*** Begin section ***
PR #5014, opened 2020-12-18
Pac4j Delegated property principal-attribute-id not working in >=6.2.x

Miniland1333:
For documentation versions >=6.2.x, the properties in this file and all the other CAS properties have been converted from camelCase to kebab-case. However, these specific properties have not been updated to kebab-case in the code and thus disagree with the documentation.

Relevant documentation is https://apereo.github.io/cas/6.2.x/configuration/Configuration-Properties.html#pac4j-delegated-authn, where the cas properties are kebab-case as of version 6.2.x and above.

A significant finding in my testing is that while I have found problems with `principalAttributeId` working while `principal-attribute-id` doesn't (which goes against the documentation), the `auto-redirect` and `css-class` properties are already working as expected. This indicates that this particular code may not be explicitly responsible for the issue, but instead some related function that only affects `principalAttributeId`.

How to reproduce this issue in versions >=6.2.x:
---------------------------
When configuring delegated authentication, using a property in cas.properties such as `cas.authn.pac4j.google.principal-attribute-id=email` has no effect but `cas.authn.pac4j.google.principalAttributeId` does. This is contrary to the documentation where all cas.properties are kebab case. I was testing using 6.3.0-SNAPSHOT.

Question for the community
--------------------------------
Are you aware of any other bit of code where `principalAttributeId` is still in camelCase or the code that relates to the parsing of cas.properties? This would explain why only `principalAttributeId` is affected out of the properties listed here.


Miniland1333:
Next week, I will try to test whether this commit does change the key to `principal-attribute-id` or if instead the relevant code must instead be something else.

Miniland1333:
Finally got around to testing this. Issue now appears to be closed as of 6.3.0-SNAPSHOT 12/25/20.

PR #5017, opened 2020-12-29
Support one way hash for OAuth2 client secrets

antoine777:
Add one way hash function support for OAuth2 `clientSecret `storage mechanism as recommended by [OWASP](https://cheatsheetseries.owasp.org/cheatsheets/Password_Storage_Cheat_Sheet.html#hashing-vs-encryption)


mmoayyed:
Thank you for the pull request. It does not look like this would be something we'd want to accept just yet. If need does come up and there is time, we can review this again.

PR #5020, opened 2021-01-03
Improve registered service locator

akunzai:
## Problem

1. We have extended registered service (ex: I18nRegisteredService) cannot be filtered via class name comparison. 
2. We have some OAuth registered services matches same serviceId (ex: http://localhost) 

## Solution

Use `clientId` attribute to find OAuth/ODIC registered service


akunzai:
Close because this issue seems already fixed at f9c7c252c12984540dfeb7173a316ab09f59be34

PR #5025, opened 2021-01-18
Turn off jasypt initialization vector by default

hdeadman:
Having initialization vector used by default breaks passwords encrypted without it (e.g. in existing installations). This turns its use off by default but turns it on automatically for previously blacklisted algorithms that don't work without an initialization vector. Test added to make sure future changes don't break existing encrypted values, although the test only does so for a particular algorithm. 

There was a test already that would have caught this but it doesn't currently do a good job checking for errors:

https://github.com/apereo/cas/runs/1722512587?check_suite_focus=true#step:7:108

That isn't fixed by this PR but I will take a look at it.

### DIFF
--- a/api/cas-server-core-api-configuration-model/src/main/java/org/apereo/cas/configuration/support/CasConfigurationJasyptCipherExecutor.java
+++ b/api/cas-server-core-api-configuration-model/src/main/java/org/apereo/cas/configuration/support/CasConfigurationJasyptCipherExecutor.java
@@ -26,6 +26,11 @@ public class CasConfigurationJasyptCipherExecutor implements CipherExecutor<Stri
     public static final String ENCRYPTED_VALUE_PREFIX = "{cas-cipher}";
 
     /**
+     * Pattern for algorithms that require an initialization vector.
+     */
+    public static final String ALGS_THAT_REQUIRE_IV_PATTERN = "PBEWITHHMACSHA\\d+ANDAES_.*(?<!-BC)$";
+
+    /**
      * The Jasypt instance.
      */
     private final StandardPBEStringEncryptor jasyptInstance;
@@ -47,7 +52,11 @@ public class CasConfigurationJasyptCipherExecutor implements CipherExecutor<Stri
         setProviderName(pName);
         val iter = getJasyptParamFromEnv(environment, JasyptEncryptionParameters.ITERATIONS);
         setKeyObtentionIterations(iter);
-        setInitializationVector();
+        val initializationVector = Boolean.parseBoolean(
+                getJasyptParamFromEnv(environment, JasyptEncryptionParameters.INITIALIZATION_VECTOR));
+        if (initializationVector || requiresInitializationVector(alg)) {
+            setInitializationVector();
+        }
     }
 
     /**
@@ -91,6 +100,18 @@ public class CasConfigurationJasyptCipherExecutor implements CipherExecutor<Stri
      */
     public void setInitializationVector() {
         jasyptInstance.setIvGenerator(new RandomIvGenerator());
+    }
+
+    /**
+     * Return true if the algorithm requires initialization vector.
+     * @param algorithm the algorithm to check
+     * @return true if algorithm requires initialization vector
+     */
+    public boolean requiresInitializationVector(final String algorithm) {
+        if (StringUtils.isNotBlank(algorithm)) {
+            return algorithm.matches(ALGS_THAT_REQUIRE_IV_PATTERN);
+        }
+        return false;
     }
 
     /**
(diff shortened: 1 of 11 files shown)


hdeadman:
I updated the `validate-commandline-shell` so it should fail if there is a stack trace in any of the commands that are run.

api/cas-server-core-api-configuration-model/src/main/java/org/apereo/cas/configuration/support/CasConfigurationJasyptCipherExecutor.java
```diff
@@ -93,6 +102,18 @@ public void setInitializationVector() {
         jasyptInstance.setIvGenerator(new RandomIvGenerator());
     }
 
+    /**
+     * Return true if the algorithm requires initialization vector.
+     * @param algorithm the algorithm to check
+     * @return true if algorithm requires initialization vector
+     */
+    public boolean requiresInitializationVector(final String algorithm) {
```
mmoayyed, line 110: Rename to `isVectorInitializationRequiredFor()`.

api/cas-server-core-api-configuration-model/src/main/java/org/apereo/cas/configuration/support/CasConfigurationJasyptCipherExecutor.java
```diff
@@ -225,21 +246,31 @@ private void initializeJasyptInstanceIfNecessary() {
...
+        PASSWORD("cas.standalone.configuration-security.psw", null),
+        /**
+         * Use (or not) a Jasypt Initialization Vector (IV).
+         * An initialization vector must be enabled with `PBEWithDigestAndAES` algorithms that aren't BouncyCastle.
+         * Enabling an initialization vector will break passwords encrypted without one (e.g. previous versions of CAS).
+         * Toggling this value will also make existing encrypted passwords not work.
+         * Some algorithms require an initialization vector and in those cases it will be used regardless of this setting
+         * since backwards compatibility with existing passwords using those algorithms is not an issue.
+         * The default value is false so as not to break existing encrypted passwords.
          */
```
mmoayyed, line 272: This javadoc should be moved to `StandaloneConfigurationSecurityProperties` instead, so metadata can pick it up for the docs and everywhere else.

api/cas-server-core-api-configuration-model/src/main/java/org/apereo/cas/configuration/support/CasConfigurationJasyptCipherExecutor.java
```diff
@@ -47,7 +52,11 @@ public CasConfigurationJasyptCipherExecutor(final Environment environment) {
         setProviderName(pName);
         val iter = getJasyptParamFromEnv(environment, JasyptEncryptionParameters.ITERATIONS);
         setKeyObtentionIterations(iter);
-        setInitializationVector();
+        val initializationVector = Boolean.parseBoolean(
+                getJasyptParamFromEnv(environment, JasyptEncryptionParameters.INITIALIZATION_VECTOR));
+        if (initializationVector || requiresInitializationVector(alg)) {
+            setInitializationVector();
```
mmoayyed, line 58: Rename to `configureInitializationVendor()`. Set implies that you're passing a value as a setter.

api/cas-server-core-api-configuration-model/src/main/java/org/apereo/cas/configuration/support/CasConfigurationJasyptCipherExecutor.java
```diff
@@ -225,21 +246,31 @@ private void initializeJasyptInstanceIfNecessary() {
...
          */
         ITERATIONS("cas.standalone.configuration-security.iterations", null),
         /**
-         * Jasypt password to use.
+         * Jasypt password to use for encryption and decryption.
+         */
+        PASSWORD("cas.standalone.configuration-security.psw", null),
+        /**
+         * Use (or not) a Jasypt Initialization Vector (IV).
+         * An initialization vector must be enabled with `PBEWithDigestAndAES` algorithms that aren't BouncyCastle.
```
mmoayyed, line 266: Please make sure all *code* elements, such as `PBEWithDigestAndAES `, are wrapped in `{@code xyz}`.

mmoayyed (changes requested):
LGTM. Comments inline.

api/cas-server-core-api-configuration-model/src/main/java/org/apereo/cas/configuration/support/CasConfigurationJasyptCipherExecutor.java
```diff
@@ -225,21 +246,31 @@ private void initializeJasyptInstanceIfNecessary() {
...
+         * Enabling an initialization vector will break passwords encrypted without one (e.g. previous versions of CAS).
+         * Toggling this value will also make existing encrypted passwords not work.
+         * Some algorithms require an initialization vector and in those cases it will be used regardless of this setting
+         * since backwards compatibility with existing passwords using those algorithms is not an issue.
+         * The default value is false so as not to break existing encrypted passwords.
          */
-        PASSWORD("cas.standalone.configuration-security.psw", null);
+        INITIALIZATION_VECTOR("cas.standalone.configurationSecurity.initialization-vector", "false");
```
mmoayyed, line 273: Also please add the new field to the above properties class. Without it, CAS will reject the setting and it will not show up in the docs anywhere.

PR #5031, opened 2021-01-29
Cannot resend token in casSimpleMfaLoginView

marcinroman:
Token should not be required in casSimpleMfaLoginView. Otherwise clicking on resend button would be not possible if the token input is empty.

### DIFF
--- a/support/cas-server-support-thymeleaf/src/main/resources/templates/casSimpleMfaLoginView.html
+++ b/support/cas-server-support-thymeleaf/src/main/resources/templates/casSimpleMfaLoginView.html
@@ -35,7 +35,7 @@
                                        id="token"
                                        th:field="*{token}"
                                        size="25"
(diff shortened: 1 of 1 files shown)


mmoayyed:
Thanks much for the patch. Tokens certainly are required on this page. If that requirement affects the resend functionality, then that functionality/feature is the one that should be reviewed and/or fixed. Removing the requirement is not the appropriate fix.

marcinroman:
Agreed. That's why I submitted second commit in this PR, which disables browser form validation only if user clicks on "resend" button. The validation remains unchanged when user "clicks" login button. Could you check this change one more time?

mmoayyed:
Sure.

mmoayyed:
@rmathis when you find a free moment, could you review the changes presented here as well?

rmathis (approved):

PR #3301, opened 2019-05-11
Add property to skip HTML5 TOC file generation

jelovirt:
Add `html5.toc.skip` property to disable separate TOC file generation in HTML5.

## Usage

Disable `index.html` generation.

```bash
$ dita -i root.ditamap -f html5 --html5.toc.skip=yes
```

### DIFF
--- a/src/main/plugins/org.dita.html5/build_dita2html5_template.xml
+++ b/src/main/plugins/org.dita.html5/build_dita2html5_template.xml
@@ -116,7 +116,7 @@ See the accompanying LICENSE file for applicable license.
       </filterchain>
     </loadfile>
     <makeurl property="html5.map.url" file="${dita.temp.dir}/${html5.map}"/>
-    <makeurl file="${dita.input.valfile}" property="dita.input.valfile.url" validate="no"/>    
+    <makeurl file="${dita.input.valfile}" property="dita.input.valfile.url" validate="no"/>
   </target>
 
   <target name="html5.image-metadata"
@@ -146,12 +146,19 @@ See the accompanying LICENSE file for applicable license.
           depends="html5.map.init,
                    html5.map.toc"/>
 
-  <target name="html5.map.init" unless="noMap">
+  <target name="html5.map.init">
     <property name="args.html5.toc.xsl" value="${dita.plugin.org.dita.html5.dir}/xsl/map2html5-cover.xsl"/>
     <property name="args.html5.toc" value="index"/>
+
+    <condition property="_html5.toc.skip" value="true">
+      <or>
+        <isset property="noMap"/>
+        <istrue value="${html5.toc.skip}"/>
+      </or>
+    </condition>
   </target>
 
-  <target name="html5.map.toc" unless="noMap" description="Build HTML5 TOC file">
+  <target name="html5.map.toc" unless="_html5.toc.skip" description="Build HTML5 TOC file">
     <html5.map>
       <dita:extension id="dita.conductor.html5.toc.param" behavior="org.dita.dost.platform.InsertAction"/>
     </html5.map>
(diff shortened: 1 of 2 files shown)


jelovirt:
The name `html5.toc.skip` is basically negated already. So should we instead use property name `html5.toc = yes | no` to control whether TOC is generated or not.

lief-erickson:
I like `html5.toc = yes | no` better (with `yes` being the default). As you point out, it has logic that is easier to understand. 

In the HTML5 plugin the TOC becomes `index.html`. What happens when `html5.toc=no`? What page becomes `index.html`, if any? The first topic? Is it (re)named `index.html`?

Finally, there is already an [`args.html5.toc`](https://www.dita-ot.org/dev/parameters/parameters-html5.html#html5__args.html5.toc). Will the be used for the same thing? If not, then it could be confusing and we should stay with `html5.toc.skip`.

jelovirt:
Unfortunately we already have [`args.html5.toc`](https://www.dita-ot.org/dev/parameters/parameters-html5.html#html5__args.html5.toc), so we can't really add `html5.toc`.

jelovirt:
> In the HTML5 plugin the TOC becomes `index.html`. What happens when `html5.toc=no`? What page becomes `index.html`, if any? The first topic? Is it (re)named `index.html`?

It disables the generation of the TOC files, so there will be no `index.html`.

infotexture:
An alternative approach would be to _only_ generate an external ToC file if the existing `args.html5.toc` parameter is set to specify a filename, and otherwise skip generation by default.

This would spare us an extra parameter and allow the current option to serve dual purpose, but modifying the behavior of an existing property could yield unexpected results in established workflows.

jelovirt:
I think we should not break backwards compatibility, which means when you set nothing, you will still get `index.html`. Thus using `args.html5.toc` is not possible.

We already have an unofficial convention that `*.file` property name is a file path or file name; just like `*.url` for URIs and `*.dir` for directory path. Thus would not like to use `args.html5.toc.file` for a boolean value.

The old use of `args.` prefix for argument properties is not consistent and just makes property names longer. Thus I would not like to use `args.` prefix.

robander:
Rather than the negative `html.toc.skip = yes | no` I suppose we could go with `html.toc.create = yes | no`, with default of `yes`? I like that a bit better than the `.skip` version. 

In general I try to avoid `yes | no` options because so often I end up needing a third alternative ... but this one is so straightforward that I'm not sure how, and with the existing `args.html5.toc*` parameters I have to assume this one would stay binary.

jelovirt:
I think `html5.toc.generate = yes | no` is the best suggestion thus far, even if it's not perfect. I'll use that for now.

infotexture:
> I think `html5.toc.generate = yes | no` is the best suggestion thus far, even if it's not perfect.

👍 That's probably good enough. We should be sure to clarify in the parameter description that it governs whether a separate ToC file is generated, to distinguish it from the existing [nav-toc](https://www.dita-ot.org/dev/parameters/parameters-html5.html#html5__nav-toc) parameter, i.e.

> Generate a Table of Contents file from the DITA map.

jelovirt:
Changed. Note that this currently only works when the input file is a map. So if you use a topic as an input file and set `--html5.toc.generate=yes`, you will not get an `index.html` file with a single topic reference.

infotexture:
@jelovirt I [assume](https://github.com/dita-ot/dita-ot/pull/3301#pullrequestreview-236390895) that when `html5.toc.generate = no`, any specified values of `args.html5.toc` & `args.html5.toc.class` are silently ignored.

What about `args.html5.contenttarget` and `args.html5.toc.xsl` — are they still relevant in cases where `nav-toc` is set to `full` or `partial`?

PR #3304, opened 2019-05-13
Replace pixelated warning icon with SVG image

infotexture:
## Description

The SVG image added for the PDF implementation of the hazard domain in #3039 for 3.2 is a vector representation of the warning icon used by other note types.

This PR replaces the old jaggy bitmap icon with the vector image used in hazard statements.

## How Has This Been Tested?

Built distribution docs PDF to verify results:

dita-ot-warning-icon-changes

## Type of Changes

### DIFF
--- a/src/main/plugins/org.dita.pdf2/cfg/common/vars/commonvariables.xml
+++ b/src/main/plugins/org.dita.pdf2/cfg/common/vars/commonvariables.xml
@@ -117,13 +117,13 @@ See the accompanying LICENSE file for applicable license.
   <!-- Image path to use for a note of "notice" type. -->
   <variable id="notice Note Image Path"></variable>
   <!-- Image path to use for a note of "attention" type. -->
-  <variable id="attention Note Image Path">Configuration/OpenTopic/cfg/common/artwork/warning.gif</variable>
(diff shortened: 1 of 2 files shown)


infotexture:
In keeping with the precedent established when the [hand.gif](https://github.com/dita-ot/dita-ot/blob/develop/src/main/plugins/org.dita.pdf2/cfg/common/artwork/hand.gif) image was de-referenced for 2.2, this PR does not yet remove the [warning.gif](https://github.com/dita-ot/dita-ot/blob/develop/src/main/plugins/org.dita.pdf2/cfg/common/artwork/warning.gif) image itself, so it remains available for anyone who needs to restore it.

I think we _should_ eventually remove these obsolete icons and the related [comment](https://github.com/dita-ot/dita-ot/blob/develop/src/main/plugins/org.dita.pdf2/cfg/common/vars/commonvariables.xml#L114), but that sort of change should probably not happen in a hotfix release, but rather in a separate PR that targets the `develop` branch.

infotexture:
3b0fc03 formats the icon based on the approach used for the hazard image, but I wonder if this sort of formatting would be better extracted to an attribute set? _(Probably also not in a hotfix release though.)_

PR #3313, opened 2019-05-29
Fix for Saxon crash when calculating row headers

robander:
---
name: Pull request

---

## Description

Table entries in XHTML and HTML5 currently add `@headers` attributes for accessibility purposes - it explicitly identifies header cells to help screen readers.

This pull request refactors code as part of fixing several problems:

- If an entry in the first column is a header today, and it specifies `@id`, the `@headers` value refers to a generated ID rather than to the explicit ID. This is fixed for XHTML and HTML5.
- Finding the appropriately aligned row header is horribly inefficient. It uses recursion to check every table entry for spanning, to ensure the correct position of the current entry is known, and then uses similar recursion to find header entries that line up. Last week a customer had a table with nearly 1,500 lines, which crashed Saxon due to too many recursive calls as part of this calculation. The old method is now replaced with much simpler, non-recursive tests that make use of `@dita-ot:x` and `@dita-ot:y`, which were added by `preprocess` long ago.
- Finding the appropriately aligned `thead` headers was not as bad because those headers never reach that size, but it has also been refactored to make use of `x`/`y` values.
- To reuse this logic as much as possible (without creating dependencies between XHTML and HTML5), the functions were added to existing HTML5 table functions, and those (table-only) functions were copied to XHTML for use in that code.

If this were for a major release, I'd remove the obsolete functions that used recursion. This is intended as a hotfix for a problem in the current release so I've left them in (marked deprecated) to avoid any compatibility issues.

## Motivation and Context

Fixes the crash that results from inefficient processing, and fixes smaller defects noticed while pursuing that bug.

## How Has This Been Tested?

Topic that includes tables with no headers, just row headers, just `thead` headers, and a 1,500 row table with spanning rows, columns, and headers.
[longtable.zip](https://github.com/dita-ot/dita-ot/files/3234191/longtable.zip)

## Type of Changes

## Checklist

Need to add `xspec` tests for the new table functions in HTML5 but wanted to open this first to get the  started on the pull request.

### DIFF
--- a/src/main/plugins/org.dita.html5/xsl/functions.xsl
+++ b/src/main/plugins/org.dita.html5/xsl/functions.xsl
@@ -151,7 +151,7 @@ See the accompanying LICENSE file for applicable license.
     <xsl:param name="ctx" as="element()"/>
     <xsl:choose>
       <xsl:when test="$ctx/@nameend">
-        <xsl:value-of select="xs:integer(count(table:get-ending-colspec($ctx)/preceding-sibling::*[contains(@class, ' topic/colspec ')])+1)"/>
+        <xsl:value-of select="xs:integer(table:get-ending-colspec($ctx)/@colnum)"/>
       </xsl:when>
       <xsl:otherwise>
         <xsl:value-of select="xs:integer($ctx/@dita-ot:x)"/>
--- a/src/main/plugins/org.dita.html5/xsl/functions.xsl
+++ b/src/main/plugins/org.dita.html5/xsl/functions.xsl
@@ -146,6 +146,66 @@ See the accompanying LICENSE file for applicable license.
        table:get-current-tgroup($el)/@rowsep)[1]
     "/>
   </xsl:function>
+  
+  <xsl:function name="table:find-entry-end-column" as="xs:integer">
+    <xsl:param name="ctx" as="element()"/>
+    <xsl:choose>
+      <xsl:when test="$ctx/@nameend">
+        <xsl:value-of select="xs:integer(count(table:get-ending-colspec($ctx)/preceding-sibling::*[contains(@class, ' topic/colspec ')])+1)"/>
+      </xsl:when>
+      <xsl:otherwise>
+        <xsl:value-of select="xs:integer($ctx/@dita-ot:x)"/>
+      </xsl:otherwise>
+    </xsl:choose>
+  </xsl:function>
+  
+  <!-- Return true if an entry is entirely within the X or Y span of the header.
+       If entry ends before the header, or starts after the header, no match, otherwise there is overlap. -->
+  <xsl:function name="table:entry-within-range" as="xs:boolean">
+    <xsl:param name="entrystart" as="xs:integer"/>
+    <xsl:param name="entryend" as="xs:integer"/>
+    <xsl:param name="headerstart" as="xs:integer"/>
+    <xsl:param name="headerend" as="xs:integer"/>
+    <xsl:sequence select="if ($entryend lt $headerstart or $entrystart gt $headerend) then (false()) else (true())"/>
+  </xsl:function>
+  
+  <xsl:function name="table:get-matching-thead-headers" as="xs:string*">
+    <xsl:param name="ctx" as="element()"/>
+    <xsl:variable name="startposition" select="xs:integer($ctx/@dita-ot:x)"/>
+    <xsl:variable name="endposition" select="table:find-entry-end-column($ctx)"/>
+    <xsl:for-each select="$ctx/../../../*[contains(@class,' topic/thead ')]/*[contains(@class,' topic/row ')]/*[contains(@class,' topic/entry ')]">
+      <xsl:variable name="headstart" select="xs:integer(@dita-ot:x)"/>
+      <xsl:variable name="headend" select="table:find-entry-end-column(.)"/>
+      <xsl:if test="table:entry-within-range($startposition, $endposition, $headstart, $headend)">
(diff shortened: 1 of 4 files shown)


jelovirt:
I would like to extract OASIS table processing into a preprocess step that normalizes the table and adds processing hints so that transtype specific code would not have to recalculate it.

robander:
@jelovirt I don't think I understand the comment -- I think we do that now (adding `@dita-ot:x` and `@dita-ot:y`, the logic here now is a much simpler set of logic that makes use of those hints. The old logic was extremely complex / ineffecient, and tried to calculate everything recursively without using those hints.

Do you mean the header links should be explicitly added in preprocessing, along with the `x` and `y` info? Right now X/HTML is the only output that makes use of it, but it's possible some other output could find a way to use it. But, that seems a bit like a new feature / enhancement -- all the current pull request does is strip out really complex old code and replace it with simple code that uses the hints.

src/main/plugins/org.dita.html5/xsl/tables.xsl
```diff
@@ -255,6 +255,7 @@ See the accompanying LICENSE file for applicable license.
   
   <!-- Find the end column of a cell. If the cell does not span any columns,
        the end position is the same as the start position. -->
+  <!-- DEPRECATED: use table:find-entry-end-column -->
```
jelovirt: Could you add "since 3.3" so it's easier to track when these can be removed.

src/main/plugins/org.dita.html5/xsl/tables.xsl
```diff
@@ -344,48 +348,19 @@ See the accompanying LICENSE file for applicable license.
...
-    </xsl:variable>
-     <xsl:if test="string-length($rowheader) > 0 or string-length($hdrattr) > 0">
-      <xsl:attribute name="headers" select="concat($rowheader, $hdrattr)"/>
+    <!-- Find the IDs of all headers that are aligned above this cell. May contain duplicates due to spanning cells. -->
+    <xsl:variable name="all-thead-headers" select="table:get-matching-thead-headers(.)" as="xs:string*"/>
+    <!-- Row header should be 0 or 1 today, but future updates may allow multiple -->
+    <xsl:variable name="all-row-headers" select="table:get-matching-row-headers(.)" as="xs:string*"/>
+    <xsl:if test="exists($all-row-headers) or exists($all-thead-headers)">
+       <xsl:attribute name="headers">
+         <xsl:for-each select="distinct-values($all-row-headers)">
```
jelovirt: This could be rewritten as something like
*** End section ***
> **WHAT TO PRODUCE**:
Retype the first line of the entries and every line after it, please, through the line that contains "For documentation versions". Add nothing.

> **TASK OUTPUT**:
PR #5014, opened 2020-12-18
Pac4j Delegated property principal-attribute-id not working in >=6.2.x

Miniland1333:
For documentation versions >=6.2.x, the properties in this file and all the other CAS properties have been converted from camelCase to kebab-case. However, these specific properties have not been updated to kebab-case in the code and thus disagree with the documentation.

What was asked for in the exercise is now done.